:: Material shown ::

PR #77, opened 2021-08-16
Fix for MemoryAccess in SYCL resource.

rchen20:


rchen20:
@trws @rhornung67 This ought to fix the compilation error in the SYCL PR. The MemoryAccess variable was just missing from some function signatures.

rhornung67 (approved):

rchen20:
Just made another change to fix the error regarding conversion from `void *` to `char*`. @trws should edit this fix if there is something wrong with using the SYCL templated mallocs.

trws:
There shouldn't be, this looks really good, thanks for the fix @rchen20!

:::

# What you are asked to do
Within the data above, pick out all lines holding the word "MemoryAccess".

# Reply to the task
Fix for MemoryAccess in SYCL resource.
@trws @rhornung67 This ought to fix the compilation error in the SYCL PR. The MemoryAccess variable was just missing from some function signatures.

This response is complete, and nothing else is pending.